> _Problem requirements_: Below are records; please set down exactly the lines from the first through the one containing "Implement complete HTTP/2".

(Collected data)

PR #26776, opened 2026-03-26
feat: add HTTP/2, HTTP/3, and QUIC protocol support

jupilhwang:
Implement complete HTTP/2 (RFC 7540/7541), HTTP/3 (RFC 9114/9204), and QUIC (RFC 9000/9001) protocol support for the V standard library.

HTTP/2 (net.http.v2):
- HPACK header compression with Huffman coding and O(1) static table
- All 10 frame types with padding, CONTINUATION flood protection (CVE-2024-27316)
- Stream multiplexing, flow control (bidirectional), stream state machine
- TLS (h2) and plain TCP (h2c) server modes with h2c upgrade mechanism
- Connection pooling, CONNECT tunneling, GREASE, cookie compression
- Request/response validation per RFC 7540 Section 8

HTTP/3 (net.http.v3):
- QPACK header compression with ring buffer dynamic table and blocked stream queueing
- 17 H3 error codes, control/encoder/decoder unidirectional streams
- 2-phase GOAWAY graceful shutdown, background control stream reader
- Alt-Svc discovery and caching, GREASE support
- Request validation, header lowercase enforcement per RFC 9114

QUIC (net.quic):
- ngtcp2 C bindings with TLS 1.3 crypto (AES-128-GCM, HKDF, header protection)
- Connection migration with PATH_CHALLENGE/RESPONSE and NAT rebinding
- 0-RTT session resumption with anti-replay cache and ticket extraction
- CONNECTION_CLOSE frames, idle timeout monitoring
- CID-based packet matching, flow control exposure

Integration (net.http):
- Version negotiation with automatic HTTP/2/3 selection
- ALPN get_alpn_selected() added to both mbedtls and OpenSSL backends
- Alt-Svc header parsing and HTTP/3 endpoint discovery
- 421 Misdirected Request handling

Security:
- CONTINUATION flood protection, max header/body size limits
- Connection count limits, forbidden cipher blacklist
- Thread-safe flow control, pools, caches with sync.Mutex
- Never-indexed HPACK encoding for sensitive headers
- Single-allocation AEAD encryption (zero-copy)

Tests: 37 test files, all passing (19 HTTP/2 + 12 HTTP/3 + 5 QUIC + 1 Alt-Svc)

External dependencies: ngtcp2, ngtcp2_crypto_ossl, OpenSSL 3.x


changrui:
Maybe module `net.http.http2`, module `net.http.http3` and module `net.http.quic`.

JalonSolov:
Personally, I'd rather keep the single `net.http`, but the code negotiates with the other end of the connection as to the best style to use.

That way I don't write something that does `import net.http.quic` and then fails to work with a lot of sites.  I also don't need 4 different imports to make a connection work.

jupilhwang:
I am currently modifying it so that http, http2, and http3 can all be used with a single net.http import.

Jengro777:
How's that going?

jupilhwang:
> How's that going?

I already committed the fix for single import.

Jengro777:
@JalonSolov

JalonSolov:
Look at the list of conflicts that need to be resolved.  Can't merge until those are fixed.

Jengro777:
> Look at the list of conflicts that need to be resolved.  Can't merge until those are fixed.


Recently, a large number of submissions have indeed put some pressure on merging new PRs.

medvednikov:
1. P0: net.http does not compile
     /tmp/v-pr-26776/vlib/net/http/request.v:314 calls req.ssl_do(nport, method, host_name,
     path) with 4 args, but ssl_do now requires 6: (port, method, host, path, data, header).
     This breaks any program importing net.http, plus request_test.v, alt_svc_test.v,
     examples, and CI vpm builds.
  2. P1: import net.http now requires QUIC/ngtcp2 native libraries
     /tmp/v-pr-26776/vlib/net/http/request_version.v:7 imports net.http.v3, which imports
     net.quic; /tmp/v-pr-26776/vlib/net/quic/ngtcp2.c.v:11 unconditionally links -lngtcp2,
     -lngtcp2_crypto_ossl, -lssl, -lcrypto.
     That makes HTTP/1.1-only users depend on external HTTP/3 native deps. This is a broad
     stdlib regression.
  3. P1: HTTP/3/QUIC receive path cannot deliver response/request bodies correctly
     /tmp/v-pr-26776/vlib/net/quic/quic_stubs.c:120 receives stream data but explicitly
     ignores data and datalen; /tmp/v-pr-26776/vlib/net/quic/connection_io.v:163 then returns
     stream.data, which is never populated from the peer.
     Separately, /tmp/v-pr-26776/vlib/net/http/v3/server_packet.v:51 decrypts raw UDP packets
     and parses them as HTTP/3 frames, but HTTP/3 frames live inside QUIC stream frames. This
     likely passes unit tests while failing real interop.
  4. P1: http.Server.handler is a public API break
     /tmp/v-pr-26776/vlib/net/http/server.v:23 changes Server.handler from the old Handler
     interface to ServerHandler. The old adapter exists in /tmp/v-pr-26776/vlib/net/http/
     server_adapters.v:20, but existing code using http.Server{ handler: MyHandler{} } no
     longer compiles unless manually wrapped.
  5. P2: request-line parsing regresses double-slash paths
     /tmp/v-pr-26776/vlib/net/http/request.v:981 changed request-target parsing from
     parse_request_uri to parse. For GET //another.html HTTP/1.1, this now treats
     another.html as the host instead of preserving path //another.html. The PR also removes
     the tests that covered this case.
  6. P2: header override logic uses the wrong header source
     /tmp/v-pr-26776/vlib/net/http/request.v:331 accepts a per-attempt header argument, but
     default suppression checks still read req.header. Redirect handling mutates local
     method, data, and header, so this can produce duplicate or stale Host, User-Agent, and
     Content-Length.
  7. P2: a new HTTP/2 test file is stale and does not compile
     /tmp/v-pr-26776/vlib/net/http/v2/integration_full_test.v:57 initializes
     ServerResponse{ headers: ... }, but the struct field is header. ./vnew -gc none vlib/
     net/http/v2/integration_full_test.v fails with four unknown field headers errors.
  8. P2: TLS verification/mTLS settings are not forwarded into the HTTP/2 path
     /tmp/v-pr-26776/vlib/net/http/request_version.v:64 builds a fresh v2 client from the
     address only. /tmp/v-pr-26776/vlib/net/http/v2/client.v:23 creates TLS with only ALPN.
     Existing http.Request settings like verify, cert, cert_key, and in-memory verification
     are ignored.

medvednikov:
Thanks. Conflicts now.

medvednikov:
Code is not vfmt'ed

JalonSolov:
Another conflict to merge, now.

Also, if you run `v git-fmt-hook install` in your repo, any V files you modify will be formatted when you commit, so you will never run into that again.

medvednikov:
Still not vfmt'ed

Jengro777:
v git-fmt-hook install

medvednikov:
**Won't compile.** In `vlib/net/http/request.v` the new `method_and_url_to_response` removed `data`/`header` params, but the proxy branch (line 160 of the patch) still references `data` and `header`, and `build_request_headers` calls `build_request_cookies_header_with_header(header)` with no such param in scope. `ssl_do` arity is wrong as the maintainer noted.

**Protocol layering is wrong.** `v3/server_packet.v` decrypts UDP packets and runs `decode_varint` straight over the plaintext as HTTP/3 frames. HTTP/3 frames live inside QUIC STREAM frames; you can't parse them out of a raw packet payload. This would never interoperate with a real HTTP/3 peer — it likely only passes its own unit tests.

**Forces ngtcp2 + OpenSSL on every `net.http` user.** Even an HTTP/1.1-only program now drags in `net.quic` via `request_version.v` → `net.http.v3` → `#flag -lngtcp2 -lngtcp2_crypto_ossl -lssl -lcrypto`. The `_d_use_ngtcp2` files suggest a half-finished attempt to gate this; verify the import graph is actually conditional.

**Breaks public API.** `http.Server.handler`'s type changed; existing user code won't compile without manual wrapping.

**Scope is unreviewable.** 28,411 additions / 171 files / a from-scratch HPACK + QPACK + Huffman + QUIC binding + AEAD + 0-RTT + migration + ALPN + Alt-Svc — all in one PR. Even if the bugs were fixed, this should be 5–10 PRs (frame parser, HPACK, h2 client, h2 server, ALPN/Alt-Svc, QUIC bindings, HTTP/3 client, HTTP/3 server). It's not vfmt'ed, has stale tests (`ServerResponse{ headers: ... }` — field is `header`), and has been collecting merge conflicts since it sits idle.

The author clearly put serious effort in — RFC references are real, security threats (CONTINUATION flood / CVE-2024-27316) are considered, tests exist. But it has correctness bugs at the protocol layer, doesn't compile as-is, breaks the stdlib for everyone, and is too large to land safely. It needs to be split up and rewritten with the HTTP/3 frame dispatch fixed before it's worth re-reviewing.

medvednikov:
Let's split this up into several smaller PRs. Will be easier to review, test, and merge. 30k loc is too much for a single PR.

> _Response for this exercise_:
PR #26776, opened 2026-03-26
feat: add HTTP/2, HTTP/3, and QUIC protocol support

jupilhwang:
Implement complete HTTP/2 (RFC 7540/7541), HTTP/3 (RFC 9114/9204), and QUIC (RFC 9000/9001) protocol support for the V standard library.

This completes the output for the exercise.